# Task to complete
Starting with the first line, output the data exactly, through to the last line.

-=-=-

PR #15737, opened 2015-06-10
Organization Membership Commander

Colin-Lane:
-get team members by organization

### DIFF
--- a/kifi-backend/modules/shoebox/app/com/keepit/commanders/LibraryCommander.scala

-=-=-

# Response to the task
PR #15737, opened 2015-06-10
Organization Membership Commander

Colin-Lane:
-get team members by organization

### DIFF
--- a/kifi-backend/modules/shoebox/app/com/keepit/commanders/LibraryCommander.scala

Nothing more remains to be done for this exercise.